We evaluated the contribution of common variation in the Northern Swedish pedigree using GRS. The training sets for schizophrenia and bipolar disorder were from the PGC after removing Swedish studies21,22. We contrasted three groups: cases from the pedigree (N = 128, narrow definition of illness), controls from the pedigree (N = 201), and an independent set of controls with no lifetime serious mental illness from Northern Sweden (N = 1267). The schizophrenia GRS data are depicted in Fig. 1b. The mean GRS were significantly different between groups (F2,1593 = 9.06, P = 1.22e-4). Post-hoc mean testing using Tukey-Kramer HSD showed that pedigree cases had significantly greater schizophrenia GRS than pedigree controls (difference = 0.474, P = 8.2e-5) and population controls (difference = 0.330, P = 0.0011), but that pedigree controls were similar to population controls (difference = 0.143, P = 0.14). Figure 1c shows the bipolar disorder GRS. The mean GRS were marginally different between groups (F2,1593 = 3.39, P = 0.034). Post-hoc tests showed that pedigree cases have slightly greater bipolar GRS than pedigree controls (mean difference 0.294, P = 0.026), but that the other two comparisons were not significantly different (pedigree cases-population controls, P = 0.10 and pedigree controls-population controls, P = 0.36).
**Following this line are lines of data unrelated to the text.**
PR #101, opened 2016-09-29
[FIX][document_url] Consistent styling.

yajo:
Without this patch, when you hover on the menu item, its background color does not change, and its cursor is a text one:
consejo emergente_002

With this patch, the menu item styling matches those available in all surrounding menus:
consejo emergente_003

@Tecnativa

### DIFF
--- a/document_url/static/src/css/url.css
+++ b/document_url/static/src/css/url.css
@@ -1,3 +1,0 @@
-.oe_url_attachment{
-    padding: 3px 20px;
-}
--- a/document_url/static/src/xml/url.xml
+++ b/document_url/static/src/xml/url.xml
@@ -1,6 +1,8 @@
 <?xml version="1.0" encoding="UTF-8"?>
 <templates id="template" xml:space="preserve">
 <t t-name="AddUrlDocumentItem">
-     <li class="oe_sidebar_add_url"><span class="oe_url_attachment">Add URL...</span></li>
+    <li class="oe_sidebar_add_url">
+        <a class="oe_file_attachment">Add URL...</a>
+    </li>
 </t>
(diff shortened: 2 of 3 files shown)


hbrunn (approved):
the only argument I see for the extra class is to be able to grab the element via a selector, but that's already possible with the `li`'s class

pedrobaeza (approved):

lasley (approved):
code+functional 👍

JonathanNEMRY:
Hello, @lasley did you click on add url? When I go to runbot2.odoo-community.org and take the last instance including the modifications, I have this;
selection_008
selection_009

And the previous built instance seems to work fine...any ideas?

yajo:
Indeed it's introduced by the change from span to a. Gotta fix that, thanks

sbidoul:
@pedrobaeza @Yajo can we revert this until this is resolved properly?

pedrobaeza:
No, we should work in https://github.com/OCA/knowledge/pull/102 for fixing ASAP instead, as also the error is not blocking (is annoying, but not blocking).

yajo:
Yes, #102 fixes this, no need to do any additional work.

sbidoul:
@Yajo @pedrobaeza I disagree. Before this, the module was working fine in 9c and 9e with a minor look and feel issue. Now it creates a stack trace, that's a bug. As #102 makes the module incompatible with 9e it will take time to resolve properly.

pedrobaeza:
I think this is not too much time, but we don't have access right now to 9e stack to try, so please provide us with the patch. Meanwhile, you can freeze in the previous commit your deployment.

These results provide a potential explanation for the clustering of major psychiatric illnesses within the Northern Swedish pedigree.

Discussion

Densely affected pedigrees can result from several genetic processes. The two extreme possibilities are that affected individuals inherit single variants of strong effect from common ancestors or that they inherit unusually high numbers of common variants of subtle effect. Our comprehensive analyses of many potential types of rare variation did not yield any candidate loci of strong effect (i.e., via karyotyping, CNV, WES, and WGS analyses). Given that our sample has features of a genetic isolate, we may have maximized our chances for detecting such variants.
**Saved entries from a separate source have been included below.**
PR #102, opened 2016-09-30
[FIX][document_url] Remove error when clicking on add URL

yajo:
BTW, completely refactored :wink:. It turns out Odoo's framework is not that bad when you discover it. It's just not documented.

Fixes https://github.com/OCA/knowledge/pull/101#issuecomment-250673496

@Tecnativa @JonathanNEMRY @pedrobaeza @hbrunn @lasley

### DIFF
--- a/document_url/static/src/xml/url.xml
+++ b/document_url/static/src/xml/url.xml
@@ -2,7 +2,8 @@
 
 <templates>
     <t t-extend="Sidebar">
-        <t t-jquery=".oe_sidebar_add_attachment" t-operation="after">
+        <!-- oe_ for Odoo CE, and o_ for Odoo EE -->
+        <t t-jquery=".oe_sidebar_add_attachment, .o_sidebar_add_attachment" t-operation="after">
             <li class="oe_sidebar_add_url">
                 <a class="oe_file_attachment"
                     data-section="url_doc"
--- a/document_url/static/src/xml/url.xml
+++ b/document_url/static/src/xml/url.xml
@@ -1,8 +1,13 @@
 <?xml version="1.0" encoding="UTF-8"?>
-<templates id="template" xml:space="preserve">
-<t t-name="AddUrlDocumentItem">
-    <li class="oe_sidebar_add_url">
-        <a class="oe_file_attachment">Add URL...</a>
-    </li>
-</t>
+
+<templates>
+    <t t-extend="Sidebar">
+        <t t-jquery=".oe_sidebar_add_attachment" t-operation="after">
+            <li class="oe_sidebar_add_url">
+                <a class="oe_file_attachment"
+                    data-section="url_doc"
+                    data-index="0">Add URL...</a>
+            </li>
+        </t>
+    </t>
 </templates>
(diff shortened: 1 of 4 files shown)


pedrobaeza (approved):
Tried on runbot

lasley (approved):
Ohhhh this is nice 👍

JonathanNEMRY:
Hello @Yajo 
Thanks for the fix. The code seems more cleaner than before.

However, I can't approve this PR as the previous version was supported into odoo enterprise and this one is no more.

The previsous js selector was applied on two different classes : oe_ and o_ and then it was possible to select a comon anchor whatever you was into community or enterprise.

This workaround was made because of the difference on the xml data structure level between both odoo version

So after tested it on 9e it appears that the introduced code does not seem to keep this compatibility and and consequently include an implicit regression.

Can you please provide a solution for this problem?

Jonathan

yajo:
AFAIK `oe_` prefix stands for _OpenERP_ and it was the commonly used in v7 times. Since v8, they started using `o_` in some places, coming from _Odoo_.

It's just a supposition, since there has never been an official statement on this AFAICR.

In any case, [web client incompatibilities are expected](https://www.odoo.com/es_ES/groups/community-59/community-20344972?mode=thread&date_begin=&date_end=), given the enterprise edition has a different one. I have no enterprise instance to test it, so I guess we have 3 options:
1. Merge this, and after that, you can send a new PR adding Enterprise compatibility.
2. Block this and wait until you send me a PR adding it.
3. Develop a _glue_ addon between this one and `web_enterprise`.

Personally I don't think option 2 is fair, but I'm not OCA's owner...

sbidoul:
@Yajo I read elsewhere that incompatibilities between 9c and 9e web modules were considered as bugs by Odoo. So far it as always been possible to make compatible modules. 

AFAIK, the previous version of document_url (before #101) was working fine on both version albeit with a minor style issue.

So I think it's fair to try to preserve the compatibility. I mean, if you had been the first to migrate document_url, it would be normal to leave to other the burden to ensure compatibility with 9e. But in this case, it was migrated by @JonathanNEMRY who made the effort to have it compatible so I think you should at least take into account his review comments.

That said, I understand very well it is a complex issue as not everyone has access to 9e.

document_url/static/src/xml/url.xml
```diff
@@ -1,8 +1,13 @@
...
-<templates id="template" xml:space="preserve">
-<t t-name="AddUrlDocumentItem">
-    <li class="oe_sidebar_add_url">
-        <a class="oe_file_attachment">Add URL...</a>
-    </li>
-</t>
+
+<templates>
+    <t t-extend="Sidebar">
+        <t t-jquery=".oe_sidebar_add_attachment" t-operation="after">
```
pedrobaeza: @Yajo, can you select here by the 2 selectors mentioned by @JonathanNEMRY ?

yajo:
Could somebody try on Enterprise with last patch?

pedrobaeza:
Merging as this probably works. If not, please make the proper PR.

JonathanNEMRY:
Hi @pedrobaeza 
sorry for the delay! (I had to retry on oca/community last day but it was pending all the entire day and I forggot to do it the next)
Long story made short we made a step forward with the enterprise version (the link appears without any errors) but unfortunatly we also made a step back with both version. Actually the link appears into all menu tabs see
selection_023
selection_022

Mayebe a last effort before it's ok.

pedrobaeza:
@Yajo, can you please check?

Our results were consistent with inherited burden of common variation given that pedigree cases had somewhat higher schizophrenia and bipolar GRS compared to pedigree and community controls. We observed stronger prediction from schizophrenia GRS than from bipolar GRS, which we attribute to the greater informativeness of the schizophrenia GRS training set. The finding of higher GRS in pedigree cases was anticipated from theory7 and from our prior study of a pedigree dense with bipolar disorder7. In this and in our prior study, the pedigrees were from geographically isolated areas with low migration rates. We speculate that founders had above average GRS and that subsequent matings with individuals from the same region served to increase GRS (on average). This process of “concentrating” GRS over generations could then increase the risk of affection in pedigree members. A compatible hypotheses was forwarded by de Jong et al. in a genetic study of a large pedigree dense with mood disorders39.

The genetic study of dense pedigrees is a logical complementary strategy for gene-finding in psychiatric genetics40. This was leveraged in Scandinavia to identify RBM12 as a risk locus for psychosis41. Indeed, the PGC has scaled this approach: using its global networks, the PGC is in the process of ascertaining and genetically evaluating 100 densely affected pedigrees1. It is probable that most will result from concentrations of common variation but even one confident identification of a causal rare variant would be an important advance.

We note that we cannot exclude the presence of risk variants with more complex inheritance patterns, variants with cryptic functional effects, or variants missed by our genomic assays. However, the presence of many common-variant risk alleles in a pedigree is a potential explanation for a dense pedigree.